Readings – Isaiah 43: 16–21; John 12: 1–8
“Why was this perfume not sold for three hundred denarii and the money given to the poor?”
Admit it, a large part of you agrees with Judas when he asks Jesus this question… keep that in mind, we’ll come back to it!

St Michael’s Golden-Domed Monastery, Kyiv, 13 August 2017. © Gerry Lynch
If you have seen television news reports from Kyiv, you will doubtless have seen the magnificent St Michael’s Golden-Domed Monastery. A huge trapezium of sky-blue with white vertical stripes, all capped by seven golden domes, and next to it an even bigger clock-tower in similar colours with a truly huge golden dome on top. It was originally built towards the end of the 11th Century, a few decades before our own St John’s, and like our St John’s it was developed in fits and starts over many centuries. It was hugely expanded in the ornate Ukrainian Baroque style which make Kyiv’s churches and monasteries a delight during the 18th Century, the period when many of our beautifully carved wall memorials in St John’s were erected.

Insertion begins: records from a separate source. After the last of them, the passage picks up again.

PR #1029, opened 2026-07-13
QemuHCK: add --aio-native/--aio-threads CLI options

elizashurov:
Adds CLI flags and setup-manager support for aio=native/aio=threads on
virtual disks. Both modes also set cache=none.

### DIFF
--- a/docs/Home.md
+++ b/docs/Home.md
@@ -92,6 +92,8 @@ Usage: auto_hck.rb test [test options]
         --fs-test-image-format <fs_test_image_format>
                                      Filesystem test image format (qcow2/raw). Default is qcow2.
                                      Has effect only when testing storage drivers.
+        --aio-native                  Use aio=native for virtual disks (forces cache=none, cannot combine with --aio-threads)
+        --aio-threads                 Use aio=threads for virtual disks (forces cache=none, cannot combine with --aio-native)
         --extensions <extensions_list>
                                      List of extensions for run test
         --net-test-speed <net_test_speed>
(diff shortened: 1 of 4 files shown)


lib/engines/functest/functest.rb
```diff
@@ -42,7 +42,10 @@ def self.platform(logger, options)
 
       raise InvalidConfigFile, "Platform configuration not found: #{platform_json}" unless File.exist?(platform_json)
 
-      Models::HLKPlatform.from_json_file(platform_json, logger)
+      platform = Models::HLKPlatform.from_json_file(platform_json, logger)
+      platform.clients_options.drive_aio_state = options.test.drive_aio_state
```
kostyanf14: I think about something like `--fs-test-image-format` but for aio. Is there any reason to make drive_aio_state as a state and add it to the client?  What do you think?

lib/setupmanagers/qemuhck/states.json
```diff
@@ -59,6 +59,20 @@
             ]
         }
     },
+    "drive_aio_state": {
+        "native": {
+            "drive_cache_options": [
+                ",cache=none",
```
kostyanf14: Why force cache = none?

elizashurov: This matches the QEMU command from the Kar tests logs. And according to info from the internet, it is also recommended to use cache=none with aio=native

lib/engines/functest/functest.rb
elizashurov: Agreed, I reworked this

kostyanf14 (approved):

PR #1034, opened 2026-07-15
Functest: Wait for client online before guest commands

rachael-george:
**Issue:**
 `FunctestClient.install_drivers` returned early when the drivers list was empty, skipping the WinRM readiness wait. Any subsequent `guest_run` step would then fail because the VM was not yet reachable.
This surfaces in installer functional tests where the driver is configured with `install_method: "no-drv"`. The driver list is effectively empty after filtering, so the wait was skipped entirely.

**Fix:**
Move the `wait_for_client_online` call before the empty-drivers guard so functest runs without `-d` (or with no-drv drivers) still wait for the guest before executing test steps.

### DIFF
--- a/lib/engines/functest/functest_tools.rb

What I’ll tell you next is hard to believe, although we have learned in recent weeks the depth of hatred Stalin held for Ukrainian culture and identity, but those wonderful 18th Century baroque extensions were used as an excuse for the Soviet authorities to declare the monastery historically “inauthentic” in 1934, and it was demolished, replaced by a modern office block housing the administrative headquarters of Soviet Ukraine. What we see today has been entirely rebuilt over the last thirty years, as faithfully as possible to what was there before.
On one level, buildings are just stones: but they are also things that can move people to tears through their beauty, and be the repositories of the soul of a nation, or a family, or a faith. Stalin, among others, understood how much buildings mattered – St Michael’s was one of thousands of churches destroyed across the Soviet Union in the 1930s, as the state tried to destroy Christianity. But he also understood the power of beautiful buildings to lift up and renew. Much of the centre of Kyiv was destroyed during the Second World War, and it was the site of one of the first rebuilding efforts in the immediate post-War years, especially around the famous Maidan, a handsome cityscape of optimistic wedding-cake towers and neo-classical pillars. The aim was to incarnate in stone the beauty of Communist ideals of progress and enlightenment, and inspire the people of Ukraine to play their part in rebuilding the USSR after the depredations of Hitler.

Domes of St Michael’s Golden-Domed Monastery in Kyiv, 10 August 2017. © Gerry Lynch.
Let us turn the clock back even further, before the construction of St Michael’s in Kyiv and St John’s in Devizes, before even the times when Christ walked the earth, to the time when the Scythians were the people who dominated the great Eurasian plain, from Ukraine in the west as far as Mongolia in the east. A few years ago there was an exhibition of their art at the British Museum. The Scythians had no writing, but worked gold with exquisite skill, the equal of the Greeks and Persians of the same period. Complex depictions of Tree of Life, sometimes a foot high, reveal a people with a keen sense of spirituality and the wonder of creation. The instinct for beauty seems to be hard-wired into us.